Sceptre
W&N
W&N
W&N
Sceptre
A tour de force from the author of Jeffrey Bernard is Unwell and Billy Liar.
No London neighbourhood more resembles the restless downstream tide of the Thames than the ragged square mile of Soho. Ask the people who live there, like Christine Yardley, drag queen by night and grey-suited accountant by day; or Len Gates, self-appointed Soho historian and bore; or Jenny Wise, former starlet and now resident lush in the New Kismet club; or even Ellis Hugo Bell, wannabe film producer who dreams of moving to LA. Daily, nightly, shift by shift, their numbers are swelled by immigrants flocking to work, eat, drink and loiter, from kitchen staff to dress designers, hookers to pushers to punters.

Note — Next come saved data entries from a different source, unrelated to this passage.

Issue #1145, opened 2016-03-28
Allow default delegation in SessionDelegate (with attached pr)


taquitos:
By default, the session delegate executes a delegate block property if it exists and then stops. I would like to be able to set various delegate closure properties that get executed but also continue with default handling. I need to be notified of a few methods being called (along with their args), but I want the default behavior to continue. I have a PR on a forked Alamofire open: https://github.com/taquitos/Alamofire/pull/1/files

I'm open to suggestions on how to accomplish, or make it better. I know that it isn't perfect as we can't add this feature to every delegate callback (because some require completion blocks to be called as part of the delegate callback), but I think keeping clear documentation and comments is the best solution.

Note: I didn't include unit tests yet as I'd like to make sure this approach is something people agree on before I invest the time. Also note that It seems like there are no tests that ensure the block properties are called in the SessionDelegate yet.

taquitos:
Anyway we can discuss this suggestion?

cnoon:
Hi @taquitos, my apologies for not getting back to you sooner.

Your use case here is completely valid, and is definitely something that you can't do with the current implementation. Essentially you'd like to be able to proxy a `SessionDelegate` API or two somewhere to perform some additional operations, yet still be able to use the default logic. The problem is that you can't actually do this with the basic closures or even the closures with completion.

Now I'm not entirely sure I follow what you're attempting to do in your PR, but I do have a simple solution here. I have been debating this for quite some time, and I think it might just be time to do this. If we remove the `final` signature on the `SessionDelegate`, users are free to subclass the `SessionDelegate` and proxy the delegate APIs as much as necessary for the use case. Here's what that "could" look like:

```swift
public class SessionDelegate: 
    NSObject, 
    NSURLSessionDelegate, 
    NSURLSessionTaskDelegate, 
    NSURLSessionDataDelegate, 
    NSURLSessionDownloadDelegate 
{
    // All the current implementation...
}

public class CustomSessionDelegate: Manager.SessionDelegate {
    public override func URLSession(
        session: NSURLSession, 
        dataTask: NSURLSessionDataTask, 
        didReceiveData data: NSData) 
    {
        print("I received some data!")
        super.URLSession(session, dataTask: dataTask, didReceiveData: data)
    }
}
```

[...]

PR #1161, opened 2016-04-05
Allow default delegation controlled via property on SessionDelegate

taquitos:
By default, the session delegate executes a delegate block property if it exists
and then stops. If we set delegateBlocksPreventsDefaultDelegation to 'false'
delegation will continue after calling the block (new behavior). 'true' is the
default value, which is the old behavior. The main purpose of this change is to
allow the various session delegate properties to be called with custom logic that 
**also** allows the default behavior to continue after.
See issue:  https://github.com/Alamofire/Alamofire/issues/1145 for discussion.


cnoon:
Declining this in favor of #1172. Please redirect all future comments to #1172.

PR #1164, opened 2016-04-07
Requests with invalid credentials should terminate with a 401 code

### LINKED ISSUE #1159: -999 instead of 401
When doing a .GET with authentication, things work fine if I give the right user/pwd.  If I give the incorrect user or pwd with Alamofire 3.2.1, response.response from the responseJSON method is getting nil, and the error being passed to the .Failure enum is -999.

My request manager is NOT going out of scope.

0xced:
As defined in RFC 7235 https://tools.ietf.org/html/rfc7235#section-3.1

Fixes #1159

### DIFF
--- a/Source/Request.swift
+++ b/Source/Request.swift
@@ -284,7 +284,7 @@ public class Request {
                 }
             } else {
                 if challenge.previousFailureCount > 0 {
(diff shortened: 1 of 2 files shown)


cnoon:
This looks good @0xced...thanks for putting it together! 🍻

Down into this human rabbit warren one evening slips Alex Singer, a student from Leeds in pursuit of his errant girlfriend, whose search takes him from club to pub and into contact with a rich cross-section of Soho life. Twenty-four hours, three deaths, one fire and one mugging later, seduced, traduced and befriended, Alex is on his way to the Soho Ball.
In this fast, funny and superbly crafted novel, Keith Waterhouse draws a vibrant portrait of London's liveliest quarter and its eccentric inhabitants.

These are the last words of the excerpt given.